ECS 60 Homework 4: Operation Miraq Victory
Announcement.
May 19, 00:35. I have fixed a subtle bug in my reference program. Please download the latest version.
Due: Friday, May 29 at 2200 hours.
Hand out: my reference program
Hand in:
Makefile and all the necessary program files.
When I type "make" with no command line argument, your Makefile should create an executable named huffman. Your program should compile on CSIF Linux machines and have the same input/output behavior as my reference program.
Note: This is a group homework. You should work in groups of two. Only
one person from each group shall hand in all the files.
On the first two lines
of Makefile, write each team member's
email username at ucdavis.edu, last name, and first name (one person per line) as comments.
For example:
# bsimpson; Simpson, Bart
# mburns; Burns, Montgomery
If you fail to follow this specification, you will lose points.
Description
In the last episode of the Miraq trilogy, the Mamerican forces
invaded liberated Miraq in pursuit of oil freedom. However, terrorist attacks spread across Miraq like wildfire in Santa Barbara. You, as the Commanding General of the Mamerican forces and their Miraqi puppets allies, just discovered the book, which describes efficient algorithms for terminating insurgents, that would ensure victory in Miraq. You wish to send this book to all the troops via the Internet ASAP. However, due to the astronomical deficit of the Mamerican government, you wish to compress the book to reduce your ISP charges.

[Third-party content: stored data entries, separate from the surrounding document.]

PR #835, opened 2025-01-25
feat: Greek letters in einsum

jwjeffr:

- [ ] 💾 Refactor
- [X] 🪄 Feature
- [ ] 🐞 Bug Fix
- [ ] 🔧 Optimization
- [ ] 📚 Documentation
- [ ] 🧪 Test
- [ ] 🛠️ Other

## Related issues

- Related issue #
- Closes #

## Checklist

- [ ] Code follows style guide
- [X] Tests added
- [ ] Documented the changes

***

Added Greek letters to valid einsum symbols, and a test that ensures all einsum symbols get parsed properly.

Just a QOL change, makes it easier to translate some tensor contractions that might use Greek letters by convention

### DIFF
--- a/sparse/numba_backend/tests/test_einsum.py
+++ b/sparse/numba_backend/tests/test_einsum.py
@@ -82,7 +82,7 @@ einsum_cases = [
 ]
 
 
-@pytest.mark.parametrize("symbols", sparse.numba_backend._common._EINSUM_SYMBOLS_SET)
+@pytest.mark.parametrize("symbols", sparse.numba_backend._common._EINSUM_SYMBOLS)
 def test_symbols(symbols):
     arr = sparse.random(shape=10, density=1.0)
 
--- a/sparse/numba_backend/tests/test_einsum.py
+++ b/sparse/numba_backend/tests/test_einsum.py
@@ -84,7 +84,6 @@ einsum_cases = [
 
 @pytest.mark.parametrize("symbols", sparse.numba_backend._common._EINSUM_SYMBOLS_SET)
 def test_symbols(symbols):
-
     arr = sparse.random(shape=10, density=1.0)
 
     # ensure we can use any of the defined symbols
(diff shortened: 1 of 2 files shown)


hameerabbasi:
Hi! Thanks for the PR! We usually like to avoid adding new API/features, instead trying to perfect what we have already.

One question I have is: Do other array implementations support this feature?

sparse/numba_backend/tests/test_einsum.py
```diff
@@ -82,6 +82,15 @@
 ]
 
 
+@pytest.mark.parametrize("symbols", sparse.numba_backend._common._EINSUM_SYMBOLS_SET)
```
hameerabbasi, line 85:
```suggestion
@pytest.mark.parametrize("symbols", sparse.numba_backend._common._EINSUM_SYMBOLS)
```

This should get rid of the test failures

hameerabbasi: For context, `set` is unordered in Python (which can be confusing as `dict` IS ordered). So each runner ends up with a different order of the same tests, which apparently trips up `pytest-xdist` (the framework we use to parallelize tests).

jwjeffr:
I haven't been able to find other array libraries that have this kind of support. [einops](https://pypi.org/project/einops/) supports Greek indices (among lots of other things), but it also supports `sparse >= 0.15` as is, so mixing the two would give me access to Greek indices.

No worries if this isn't the kind of feature you normally add - this was just an easy enough change that I figured it would be worth making a PR about :)

hameerabbasi:
It's good to know your use-case can be easily supported by something like the einops package. This feature isn't well-suited for this library, but I hope you won't be discouraged and continue contributing. I'm available on Discord if you'd like to chat, usually in [the following channel.](https://discord.com/channels/786703927705862175/1301155724646289420)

Use Huffman coding for compression/decompression.
- The input to compression is a sequence of 8-bit characters.
- When computing the Huffman tree, do not compute the code for any character that does not exist in the input. Do not insert these characters into the min-heap.
- Create a dummy character whose frequency is 0 and whose "ASCII" value is 256. Its purpose will become clear later. You need to compute the code for this dummy character, even though it does not occur in the input.
- To ensure consistent behavior between your program and mine, during the
delete operation on the min-heap, you need to determine the priority of the subtrees that have the same weight. Let S and T be two subtrees. Define: S has a higher priority than T if and only if:
- S's weight is smaller than T's weight, or
- S and T have the same weight, and the smallest character (in ASCII value) in any of S's leaf nodes is smaller than that in any of T's leaf nodes. Again, consider the ASCII value of the dummy character to be 256.
Under this definition, the delete operation should remove the subtree with the highest priority from the min-heap. Also when merging two subtrees, set the tree with the lower priority as the left subtree, and the tree with the higher priority as the right subtree.
You may NOT use STL classes except the string class.
Command line: Your program accepts an optional command line argument "-d":
- When this argument is absent, compress the input and writes the compressed data to the output.
- When this argument is present, decompress the input and writes the decompressed data to the output.
Read input from cin and write output to cout.
Uncompressed data: The uncompressed data contains a sequence of 8-bit characters. The input contains at most 232-1 characters.
Compressed data: The compressed data contains three sections:
- Magic cookie. This section contains 8 characters: the string "HUFFMAN" followed by the ASCII 0 character (
\0).
- Frequencies. This section contains the frequencies of all the characters from ASCII 0 to ASCII 255, even if a characer is absent from the uncompressed data. The frequency of a character is its count in the uncompressed data. Order the frequencies by the ASCII values of their corresponding characters. Each frequency is represented by a 4-byte unsigned integer in the compressed data. Do NOT print the frequency of the dummy character (since it is always 0).
- Compressed data. This section contains the codes of all the characters in the same order as they appear in the uncompressed data. Additionally, append the code of the dummy character to the end of the uncompressed data. Since this section contains a sequence of bits but the smallest unit of data is a byte in files, you need to convert bits into bytes by the following rules:
- Starting from the beginning of the bit sequence, convert each 8 consecutive bits into 1 byte. If the number of bits is not a multiple of 8, pad the end of the bit sequence with 0s.
- When converting 8 bits into 1 byte, let the first bit be the least significant bit (LSB) in the byte, the second bit be the second LSB, and so on.
We will test the decompression function of your program with only valid compressed data, so your program need not handle errors in the compressed data.
Extras
- My reference program has a verbose mode, where during compression it prints all the codes for debugging purposes. Use the "-v" option to invoke this mode. You do not need to implement this mode.
- The compression function in my reference program scans the input twice. During the first pass, it computes the frequency of each ASCII character. During the second pass, it encodes each character in the input. The function calls
istream::seekg() between the two passes. Since a pipe is unseekable, you cannot pass a UNIX pipe as the input to my program (e.g., "cat input | huffman" would not work). Instead, you must use input redirection, such as "huffman < input".
- Food for thought (you need not submit answers to these questions):
- What is the purpose of the dummy character? Can you do without it?
- How do you compare your program in compression ratio with other Unix compressors, such as gzip/gunzip?